Transcribe the records below. Leave every word as it is.
== Listed entries ==
PR #2042, opened 2021-08-13
redirectUri made optional in the OAuth2 configuration

trombka:
… in favor of dynamic evaluation in the FE

The redirect URI is unnecessary in configuration. When the frontend needs to call the authorization endpoint it already knows its own location, so there is no need to take this value from the backend settings. Though I left such an option for a yet-unknown reason.

### DIFF
--- a/engine/security/src/main/scala/pl/touk/nussknacker/ui/security/oauth2/OAuth2AuthenticationResources.scala
+++ b/engine/security/src/main/scala/pl/touk/nussknacker/ui/security/oauth2/OAuth2AuthenticationResources.scala
@@ -1,6 +1,7 @@
 package pl.touk.nussknacker.ui.security.oauth2
 
 import akka.http.scaladsl.marshalling.ToResponseMarshallable
+import akka.http.scaladsl.model.StatusCodes.NotFound
 import akka.http.scaladsl.model.{ContentTypes, HttpEntity, HttpResponse, StatusCodes}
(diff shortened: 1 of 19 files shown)


engine/security/src/main/scala/pl/touk/nussknacker/ui/security/oauth2/OAuth2AuthenticationResources.scala
```diff
@@ -36,17 +37,28 @@ class OAuth2AuthenticationResources(realm: String, service: OAuth2Service[Authen
 
   override lazy val additionalRoute: Route =
     pathEnd {
-      parameters('code) { authorizeToken =>
+      parameters('code,  'redirect_uri.?) { (authorizationCode, redirectUri) =>
         get {
-          complete {
-            oAuth2Authenticate(authorizeToken)
+          xor(redirectUri, configuration.redirectUri.map(_.toString)).map { redirectUri =>
```
arkadius, line 42: You can just do `redirectUri.orElse(configuration.redirectUri.map(_.toString))`

arkadius (commented):
LGTM, just please small thing in code

engine/security/src/main/scala/pl/touk/nussknacker/ui/security/oauth2/OAuth2AuthenticationResources.scala
trombka: It is supposed to be an eXclusive OR.

arkadius (approved):

PR #2046, opened 2021-08-16
Extra functions in generic model

dswiecki:


engine/util/src/main/scala/pl/touk/nussknacker/engine/util/functions/math.scala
===
Result of this exercise -
PR #2042, opened 2021-08-13
redirectUri made optional in the OAuth2 configuration

trombka:
… in favor of dynamic evaluation in the FE

The redirect URI is unnecessary in configuration. When the frontend needs to call the authorization endpoint it already knows its own location, so there is no need to take this value from the backend settings. Though I left such an option for a yet-unknown reason.

### DIFF
--- a/engine/security/src/main/scala/pl/touk/nussknacker/ui/security/oauth2/OAuth2AuthenticationResources.scala
+++ b/engine/security/src/main/scala/pl/touk/nussknacker/ui/security/oauth2/OAuth2AuthenticationResources.scala
@@ -1,6 +1,7 @@
 package pl.touk.nussknacker.ui.security.oauth2
 
 import akka.http.scaladsl.marshalling.ToResponseMarshallable
+import akka.http.scaladsl.model.StatusCodes.NotFound
 import akka.http.scaladsl.model.{ContentTypes, HttpEntity, HttpResponse, StatusCodes}
(diff shortened: 1 of 19 files shown)


engine/security/src/main/scala/pl/touk/nussknacker/ui/security/oauth2/OAuth2AuthenticationResources.scala
```diff
@@ -36,17 +37,28 @@ class OAuth2AuthenticationResources(realm: String, service: OAuth2Service[Authen
 
   override lazy val additionalRoute: Route =
     pathEnd {
-      parameters('code) { authorizeToken =>
+      parameters('code,  'redirect_uri.?) { (authorizationCode, redirectUri) =>
         get {
-          complete {
-            oAuth2Authenticate(authorizeToken)
+          xor(redirectUri, configuration.redirectUri.map(_.toString)).map { redirectUri =>
```
arkadius, line 42: You can just do `redirectUri.orElse(configuration.redirectUri.map(_.toString))`

arkadius (commented):
LGTM, just please small thing in code

engine/security/src/main/scala/pl/touk/nussknacker/ui/security/oauth2/OAuth2AuthenticationResources.scala
trombka: It is supposed to be an eXclusive OR.

arkadius (approved):

PR #2046, opened 2021-08-16
Extra functions in generic model

dswiecki:


engine/util/src/main/scala/pl/touk/nussknacker/engine/util/functions/math.scala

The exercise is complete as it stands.